● Problem details
Each line of the records that includes "Python" should be found and copied.
====== Materials provided
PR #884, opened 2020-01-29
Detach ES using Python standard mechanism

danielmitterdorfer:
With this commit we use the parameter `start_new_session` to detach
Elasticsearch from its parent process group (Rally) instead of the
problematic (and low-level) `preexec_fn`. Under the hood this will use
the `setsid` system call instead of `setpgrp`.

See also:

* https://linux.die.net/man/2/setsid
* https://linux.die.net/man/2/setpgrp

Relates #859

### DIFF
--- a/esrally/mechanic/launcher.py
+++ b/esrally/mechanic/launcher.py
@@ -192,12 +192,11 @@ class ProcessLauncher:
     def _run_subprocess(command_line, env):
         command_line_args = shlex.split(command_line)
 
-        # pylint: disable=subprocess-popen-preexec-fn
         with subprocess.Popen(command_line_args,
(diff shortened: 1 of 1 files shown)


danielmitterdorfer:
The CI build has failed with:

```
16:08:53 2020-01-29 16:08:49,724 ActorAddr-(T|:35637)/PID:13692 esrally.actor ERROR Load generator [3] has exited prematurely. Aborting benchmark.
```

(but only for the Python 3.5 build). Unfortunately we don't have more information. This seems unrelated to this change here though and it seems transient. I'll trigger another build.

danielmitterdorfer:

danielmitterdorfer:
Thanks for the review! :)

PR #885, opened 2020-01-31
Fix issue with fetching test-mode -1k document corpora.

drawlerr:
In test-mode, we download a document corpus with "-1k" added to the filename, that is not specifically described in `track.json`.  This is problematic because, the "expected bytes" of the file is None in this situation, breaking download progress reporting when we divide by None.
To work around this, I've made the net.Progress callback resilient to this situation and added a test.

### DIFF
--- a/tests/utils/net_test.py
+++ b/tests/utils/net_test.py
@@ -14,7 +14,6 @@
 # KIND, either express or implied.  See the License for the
============
● Response area
Detach ES using Python standard mechanism
(but only for the Python 3.5 build). Unfortunately we don't have more information. This seems unrelated to this change here though and it seems transient. I'll trigger another build.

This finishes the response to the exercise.